We believe that the wide-spread adoption of open source software policies will have a tremendous impact on the field of machine learning. The goal of this workshop is to further support the current developments in this area and give new impulses to it. Following the success of the inaugural NIPS-MLOSS workshop held at NIPS 2006, the Journal of Machine Learning Research (JMLR) has started a new track for machine learning open source software initiated by the workshop's organizers. Many prominent machine learning researchers have co-authored a position paper advocating the need for open source software in machine learning. To date 11 machine learning open source software projects have been published in JMLR. Furthermore, the workshop's organizers have set up a community website mloss.org where people can register their software projects, rate existing projects and initiate discussions about projects and related topics. This website currently lists 221 such projects including many prominent projects in the area of machine learning.
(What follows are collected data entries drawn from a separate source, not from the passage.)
PR #673, opened 2018-07-01
Adjust default values to more sensible values

### LINKED ISSUE #621: Default values review
There are a number of default values in RU that possibly should be changed.
The settings creates question from users, it may be better to disable some functionality by the default and let users enable them from the myriad of settings (in my opinion a good thing).
(There are hardcoded settings that could be made visible and changed too.)

I listed a few issues with discussions to these, there are more

Auto pause (currently On, suggest Off)
The setting should not ba a problem but the pace smoothing is not optimal and will occasionally give a lot of pauses.
#598 

GPS sampling (Currently 0.5s, 0m; suggest 2s, 10m)
GPS is unreliable and will measure longer distances the worse the GPS is. For me, I get 5-15% longer than my running watches (a trusted Garmin Forerunner and a Suunto Ambit 3). Newer Garmins have mediocre GPS but often make a good job in the software to measure distances. A good filter that uses accelerometer etc is very hard, but using minimum 2s and 10m gives decent result in my limited tests. Other apps that seem to use such filtering is Runkeeper and Ghostracer that both are more consistent than RU default and for instance Strava.
#598 #464 #257 

Auto start GPS (currently On, suggest off)
To explicitly start the GPS gives more intuitive functionality than to keep GPS on when the app is in the foreground.
#255 

Step sensor for cadence (Currently off, suggest On)
Was not enabled when I added support, probably a good thing
(Keep Temperature and Barometer off?)

Enable Live
Hide the setting (unless avanced is ticked?), no working server?
#351

gerhardol:
fixes #621

### DIFF
--- a/app/res/xml/settings.xml
+++ b/app/res/xml/settings.xml
@@ -32,7 +32,7 @@
         android:key="sensors_preferencescreen">
 
         <CheckBoxPreference
-            android:defaultValue="true"
+            android:defaultValue="false"
             android:key="@string/pref_startgps"
             android:persistent="true"
             android:title="@string/Auto_start_GPS" />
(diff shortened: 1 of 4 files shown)


gerhardol:
@12people 
I will appreciate if you look at the PRs

gerhardol:
@12people 
The projects on GitHub is not what I do for living, the SW I work with is completely diffrent. So I am an amateur here too.
Feedback is good

Issue #640, opened 2018-02-11
Save activity button is remains disabled after entering all details of workout.


iamank1t:
#### Expected behavior
After entering details about my workout(like duration, distance and pace), the save activity button needs to be in enabled state so that i can save my activity.

#### Actual behavior
I tried to save  workout in app. After filling all details(sport, duration, distance, pace) the save activity button remains in enabled state for 1 or 2 second and then again become disabled. 

#### How to reproduce
Download RunnerUp application from Android playstore. Open app, go to manual tab(last tab in your right side) under Start tab. Now do the following steps -
- Choose any "Sport".
- Don't choose any "Date", keep it as it is.
- Don't choose "Start Hour", keep it as it is.
- Set a "Duration".
- Set a "Distance".
- Set a "Pace".
- Add workout note if you want or keep it as it is.
Now after following this steps you will see the button remain green(enabled) for some second and become inactive again after 1 or 2 sec. 
 <pre>
<code>
* Device:  Samsung J7 Prime
* Operating system: Android 7.0 Nougatt
* App Version: v1.58
</code>
</pre>

#### Recording Of The Bug
https://www.youtube.com/watch?v=AIR4q4gnFrU
    
While playing video keep eye on the save activity button at bottom.

<br /><hr/><em>Posted on <a href="https://utopian.io/utopian-io/@iamankit/save-activity-button-is-remains-disabled-after-entering-all-details-of-workout">Utopian.io -  Rewarding Open Source Contributors</a></em><hr/>

gerhardol:
Closed with #677

PR #677, opened 2018-07-04
Move manual entry to history tab

12people:
I've taken the liberty of moving manual exercise entry to the history tab. I'm proposing this for 2 main reasons:
1. It makes more sense conceptually. One is adding a manual entry to history, not starting a manual run. Therefore, placement in the history tab makes more sense.
1. It paves way for a nicer UI on the Start tab. I made some mockups [here](https://www.figma.com/file/SlPQaT56OztqaLmFZAeM0y/RunnerUp).

As a side effect, it makes code more legible and maintainable—there were lots of hacks to make manual entry work with the rest of the Start entries.

screenshot_20180704-230054
screenshot_20180704-230100

It uses a FAB look-alike on Froyo and a true FAB on API 15 and above. (I somehow couldn't get design library widgets to work with API 15 and below, kept getting an error saying that the theme does not inherit from Theme.AppCompat, though it clearly does.)

Here's a Froyo screenshot:

image


gerhardol:
I would like to have + button available everywhere. Normal press to start activity, long press to get other alternatives.
(I am fine with this change though, I do not want to slow you down.)

12people:
I agree with having a FAB in more places—that's the next step! :)
Please no long press, though—it's not discoverable.

gerhardol:
Looks OK. As this is a change that looks almost the same, the adding of manual activities is a little hidden. Any thoughts?

Some new lints though. Fix before merge (this time).
(You can look in Travis or run lintLocalRelease)

12people:
For current RunnerUp users, it will be a change, but I hope they'll find manual entry quickly. (There aren't many screens to go through.) On the plus side, for users coming from Runtastic or Endomondo, it'll be where they're used to it.

Either way, this is an important change for me. If you look at my mockups, you'll see what the end goal is. It wouldn't be possible without separating manual entry.

Lints should be fixed. Will remember to run it next time.

12people:
Also, this fixes bug https://github.com/jonasoreland/runnerup/issues/640

gerhardol:
Thanks
(One lint remains, someone also need to update lint for wear, so it is easy to see that there are no remaining issues. Most lints are actually not interesting, but some are really useful.)

PR #679, opened 2018-07-05
Feed tab redesign

12people:
A redesign of the feed tab:

screenshot_20180705-153018

An effect of the changes proposed is an action bar on the Start and History tabs. I've been meaning to implement such a thing anyway, but it became a necessity with this PR for the placement of new "Edit accounts" and "Refresh" buttons.


gerhardol:
Quick check: Looks good
There is a lint for overdraw.

A good motivation for the last three entries in the activity menu?
 Settings, News and Review RU
Settings would be important if the bottom tab menu is removed (or Settings removed from the existing, which I prefer to not do). News/Review is thrown to the users at first startup, should be enough.

12people:
I'll check the lint out and resolve conflicting files.

The activity menu has actually always been there—it just became visible with the introduction of the action bar. I'd like to get rid of the menu altogether. Can I do it in this PR?

gerhardol:
> I'd like to get rid of the menu altogether. Can I do it in this PR?

The menu were added for pre 4.0 devices with menu button.
The first three are useful (but the History tab would have separate items), the configuration is maybe not obvious?

I will leave the decision to you!

12people:
@gerhardol I solved it the way I originally wanted to solve it: by putting the buttons in the most fitting places.

"Manage audio cues..." is now under the "Audio cue settings" dropdown, "Manage workouts..." is now under the "Wourkout" dropdown.

app/build.gradle
```diff
@@ -122,6 +122,8 @@ dependencies {
     //noinspection GradleDependency
     froyoImplementation 'com.android.support:design:24.1.0' //SDK <10 dropped in 24.2
 
+    latestImplementation 'com.android.support:cardview-v7:27.1.1'
```
gerhardol: latestImplementation "com.android.support:cardview-v7:${rootProject.ext.supportLibrary}"

common/src/main/res/values/strings.xml
```diff
@@ -134,6 +134,8 @@
   <string name="Manage_accounts">Manage accounts</string>
   <string name="Manage_audio_cues">Manage audio cues</string>
   <string name="Manage_workouts">Manage workouts</string>
+  <string name="Manage_audio_cues___">Manage audio cues…</string>
```
gerhardol: Why add new strings instead of reusing the existing, adding elipsis?

PR #63, opened 2017-06-14
Support ctg files that have not been lowercased

tacovandenbroek:
In our (and probably) other legacy codebase previously created fonts using ufm have not all been lowercased. This pull request will support both the lowercased files and the case sensitive files.

### DIFF
--- a/include/tcpdf_fonts.php
+++ b/include/tcpdf_fonts.php
@@ -1541,16 +1541,28 @@ class TCPDF_FONTS {
 	 * @public static
 	 */
 	public static function getFontFullPath($file, $fontdir=false) {
-		$fontfile = '';
-		// search files on various directories
-		if (($fontdir !== false) AND @file_exists($fontdir.$file)) {
-			$fontfile = $fontdir.$file;
-		} elseif (@file_exists(self::_getfontpath().$file)) {
-			$fontfile = self::_getfontpath().$file;
-		} elseif (@file_exists($file)) {
-			$fontfile = $file;
+		// Look for both the original file name and the lowercased variant
+		$alternatives = [
+			$file,
+			strtolower($file)
+		];
+
+		foreach ($alternatives as $alternative) {
+			// search files on various directories
+			if (($fontdir !== false) AND @file_exists($fontdir.$alternative)) {
+				return $fontdir.$alternative;
+			}
+
+			if (@file_exists(self::_getfontpath().$alternative)) {
+				return self::_getfontpath() . $alternative;
+			}
+
+			if (@file_exists($alternative)) {
+				return $alternative;
+			}
 		}
-		return $fontfile;
+
+		return '';
 	}
 
 
--- a/tcpdf.php
+++ b/tcpdf.php
@@ -8994,7 +8994,7 @@ class TCPDF {
 			// Embed CIDToGIDMap
 			// A specification of the mapping from CIDs to glyph indices
 			// search and get CTG font file to embedd
-			$ctgfile = strtolower($font['ctg']);
+			$ctgfile = $font['ctg'];
 			// search and get ctg font file to embedd
 			$fontfile = TCPDF_FONTS::getFontFullPath($ctgfile, $fontdir);
 			if (TCPDF_STATIC::empty_string($fontfile)) {


divinity76:
rather than supporting "all lowercase" and "exact" filename, i suggest making a completely filename-case-insensitive search, perhaps like this (UNTESTED):

```php
public static function getFontFullPath($file, $fontdir = false) {
	// filename-case-insensitive search for font file in current dir and all fonddirs
	if (empty ( $fonddir )) {
		$fontdir = [ 
				'.' 
		];
	} else {
		$fonddir [] = '.';
	}
	
	$file = basename ( strtolower ( trim ( $file ) ) );
	foreach ( $fontdir as $fd ) {
		$di = new DirectoryIterator ( $fd );
		foreach ( $di as $file ) {
			if (strtolower ( trim ( $file->getBasename () ) ) === $file) {
				return $file->getRealPath ();
			}
		}
	}
	return '';
}
```

divinity76:
rather than supporting "all lowercase" and "exact" filename, i suggest making a completely filename-case-insensitive search, perhaps like this (UNTESTED):

```php
public static function getFontFullPath($file, $fontdir = false) {
	// filename-case-insensitive search for font file in current dir and, and optionally fontdir
	if (empty ( $fontdir )) {
		$fontdir = [ 
				'.' 
		];
	} else {
		$fontdir = [ 
				$fontdir,
				'.' 
		];
	}
	
	$file = basename ( strtolower ( trim ( $file ) ) );
	foreach ( $fontdir as $fd ) {
		$di = new DirectoryIterator ( $fd );
		foreach ( $di as $file ) {
			if (strtolower ( trim ( $file->getBasename () ) ) === $file) {
				return $file->getRealPath ();
			}
		}
	}
	return '';
}
```

tacovandenbroek:
I see why you would think that a case insensitive search might be interesting. However, I don't see any reason why a filename would be formatted in any other way than the original filename or completely lowercased. Besides that, your solution iterates over several directories (the path self::_getfontpath() is missing), potentially containing many font files, this could be a unwanted performance hit.

divinity76:
`I don't see any reason why a filename would be formatted in any other way than the original filename or completely lowercased`

well, i do. what makes you think the only CaSe bugs people have, is having font file names all lowercase? as far as i can see, the only reason people would have a problem with cases on the font files (like on your legacy codebase), is because they migrated from a system where fopen is case-insensitve (like MS Windows), to a system where fopen is case-sensitive (like Linux), and had some previously unnoticed cAsE bugs in their code. i guess the second best solution (short of the best solution, fixing your code) is 
 to mimic the case-insensitive system, which my code does. 

`(the path self::_getfontpath() is missing)`
yup, that's a bug. guess it needs `if(!empty(self::_getfontpath())){$fontdir[]=self::_getfontpath();}` 

`your solution iterates over several directories (the path self::_getfontpath() is missing), potentially containing many font files, this could be a unwanted performance hit.`
agreed. it could be optimized to not do any iterations provided the case is already correct, and fallback to iterate the dirs  if necessary (the case is incorrect). furthermore, it could even be optimized to check if the case bug is that the file is all lowercase first (this is the only case bug your code covers)

divinity76:
... like this (still untested)

```php
public static function getFontFullPath($file, $fontdir = false) {
	// filename-case-insensitive search for font file in current dir and, and optionally fontdir
	$fontdirs = [ ];
	if (! empty ( $fontdir )) {
		$fontdirs [] = $fontdir;
	}
	if (! empty ( self::_getfontpath () )) {
		$fontdirs [] = self::_getfontpath ();
	}
	$fontdirs [] = '.';
	// the fastest path, assuming font cases are 100% correct:
	foreach ( $fontdirs as $path ) {
		if (file_exists ( $path . $file )) {
			return $path . $file;
		}
	}
	// 2nd fastest path,
	// special optimization for the bug "the font filename is all lowercase:
	$file = strtolower ( $file );
	foreach ( $fontdirs as $path ) {
		if (file_exists ( $path . $file )) {
			return $path . $file;
		}
	}
	// slowest path: completely case-insensitive filename search:
	foreach ( $fontdirs as $fd ) {
		$di = new DirectoryIterator ( $fd );
		foreach ( $di as $file ) {
			if (strtolower ( $file->getBasename () ) === $file) {
				return $file->getRealPath ();
			}
		}
	}
	// failed to find the font.
	return '';
}
```

nicolaasuni:
Thank for your contribution.

PR #68, opened 2017-08-02
"Non well formed numeric value" error occurs in PHP 7

csears123:
The $size variable in the SetFontSize function is supposed to be a float type, but a string can be passed in like "14px" causing an error in PHP 7.  Re-casting the variable is a simple solution to fix the variable type if it was incorrectly passed in.

### DIFF
--- a/tcpdf.php
+++ b/tcpdf.php
@@ -4453,6 +4453,7 @@ class TCPDF {
 	 * @see SetFont()
 	 */
 	public function SetFontSize($size, $out=true) {
+		$size = (float)$size;
 		// font size in points
 		$this->FontSizePt = $size;
 		// font size in user units


sayoki:
Hi,

I should have signed it.


Greetings,

Sjors

2017-08-02 17:51 GMT+02:00 CLAassistant <notifications@github.com>:

divinity76:
the warning is correct, and arguably, "14px" should throw an InvalidArgumentException, because it cannot be losslessly converted to float. 

for PHP5 support, could do something like 
```php
$size = filter_var($size,FILTER_VALIDATE_FLOAT);
if(false===$size){
    throw new \InvalidArgumentException('Argument 1 must be of the type float');
}
```
and when PHP5 support is ditched, the equivalent PHP7 solution is to simply change the input paramaters to 
```php
  	public function SetFontSize(float $size, bool $out=true) {
```

sayoki:
Can we get a merge?

csears123:
In response to @divinity76 simply adding the type declaration "float" for the $size variable in the input parameter will not resolve the error "non well formed numeric value encountered" in PHP 7 because the functions that execute SetFontSize are still passing in a string "14px" (at times) and PHP will throw the same error causing the application to fail.  Additionally, when adding type declarations to the input parameters (starting with PHP 5) if a value other than 'null' is assigned a PHP fatal error will occur "Default value for parameters with a class type can only be NULL".  So the suggestion of "bool $out=true" for the second input parameter will also fail.  
I would recommend leaving the initial solution in place, because the desired result is to gracefully handle the variables passed in **without** throwing an error.  The more robust solution would be to address the issue upstream with the functions that call SetFontSize, and sanitize the inputs before passing them to this function, however since this repository is being considered "obsolete" and "will not receive additional development or support", the initial solution I proposed should be sufficient.

divinity76:
quote: `because the functions that execute SetFontSize are still passing in a string "14px" ` - that is incorrect. at least in php7 (not sure how this worked back in php5), if the input has a type, the variable is guaranteed to be that type inside the function (the exception to this is if the default value is explicitly NULL, then the variable is guaranteed to be the declared type, or be NULL.)
```php
<?php
declare(strict_types=0);
f('14px');
function f(float $v){
    // in here, $v is __guaranteed__ to be a float.
    var_dump($v);
}
```

[in this code, the f function passes a true float to var_dump, float(14)](https://3v4l.org/rK6mt)

quote: `So the suggestion of "bool $out=true" for the second input parameter will also fail.` - that's also incorrect. it's true, this is what happens in PHP5, as PHP5 think you mean the `class bool`, not an actual boolean, but PHP7 added support for bool input types (along with `int`, `float`, and `string`), so as i said, `when PHP5 support is ditched`, that's a valid (and pretty) approach, but not until then.


quote: `gracefully handle the variables passed in without throwing an error`, i never liked this approach anyway.  when the programmer is doing something wrong, throw an error! let him know that he's doing something wrong, and should fix his code.

csears123:
The default mode for type declarations is coercive, which will produce the PHP Notice of "A non well formed numeric value encountered" in PHP 7.1.7.  Within my application, there is custom error handling using 'set_error_handler()' that will trow an exception for these types of errors, preventing the application from continuing within the try-catch block when using TCPDF.  Enabling strict mode (declare statement below), will then throw a TypeError exception, because it does not match the exact type specified.  The application will still fail at this point.
`declare(strict_types=1);`

For the second parameter, you are correct, I used 'boolean' instead of 'bool' for the parameter type, and using 'bool' is accepting the default value of true.  However it would be ideal to have a solution that applies to both PHP 5 and PHP 7, to not alienate older applications.  

The initial proposed solution will support both PHP 5 and PHP 7 and not have any dependencies on which version is used.

sayoki:
This TCPDF build keeps generating errors.
The error I see at the moment is: 

Undefined index: [file] => tcpdf/tcpdf.php [line] => 19458 )

PR #69, opened 2017-08-10
Fix tcpdf_addfont.php Bug

zeldajay:
PHP in different operating systems installed location is not the same, so can not write so.


zeldajay:
merge pull requests.

PR #71, opened 2017-09-12
Update tcpdf_static.php

madaxel:
add URL to alternative array instead of returning directly


madaxel:
already exists https://github.com/tecnickcom/TCPDF/pull/62

PR #72, opened 2017-09-12
MCRYPT is deprecated in PHP 7.1

robernet:


nicolaasuni:
This has been already fixed in the new tc-lib-pdf library (incomplete).

it-can:
in php 7.2 mcrypt is removed and will thrown an error...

The main goal of this workshop is to bring the main practitioners in the area of machine learning open source software together in order to initiate processes which will help to further improve the development of this area. In particular, we have to move beyond a mere collection of more or less unrelated software projects and provide a common foundation to stimulate cooperation and interoperability between different projects. An important step in this direction will be a common data exchange format such that different methods can exchange their results more easily.

This year's workshop sessions will consist of two parts.

  • We have two invited speakers: Gary Bradski and Victoria Stodden.
  • Researchers are invited to submit their open source project to present it at the workshop.
  • In discussion sessions, important questions regarding the future development of this area will be discussed. In particular, we will discuss what makes a good machine learning software project and how to improve interoperability between programs. In addition, the question of how to deal with data sets and reproducibility will also be addressed.

Taking advantage of the large number of key research groups which attend ICML, decisions and agreements taken at the workshop will have the potential to significantly impact the future of machine learning software.

Program Committee

  • Jason Weston (Google Research, NY, USA)
  • Leon Bottou (NEC Princeton, USA)
  • Tom Fawcett (Stanford Computational Learning Laboratory, USA)
  • Sebastian Nowozin (Microsoft Research, UK)
  • Konrad Rieck (Technische Universität Berlin, Germany)
  • Lieven Vandenberghe (University of California LA, USA)
  • Joachim Dahl (Aalborg University, Denmark)
  • Torsten Hothorn (Ludwig Maximilians University, Munich, Germany)
  • Asa Ben-Hur (Colorado State University, USA)
  • Klaus-Robert Mueller (Fraunhofer Institute First, Germany)
  • Geoff Holmes (University of Waikato, New Zealand)
  • Peter Reutemann (University of Waikato, New Zealand)
  • Markus Weimer (Yahoo Research, California, USA)
  • Alain Rakotomamonjy (University of Rouen, France)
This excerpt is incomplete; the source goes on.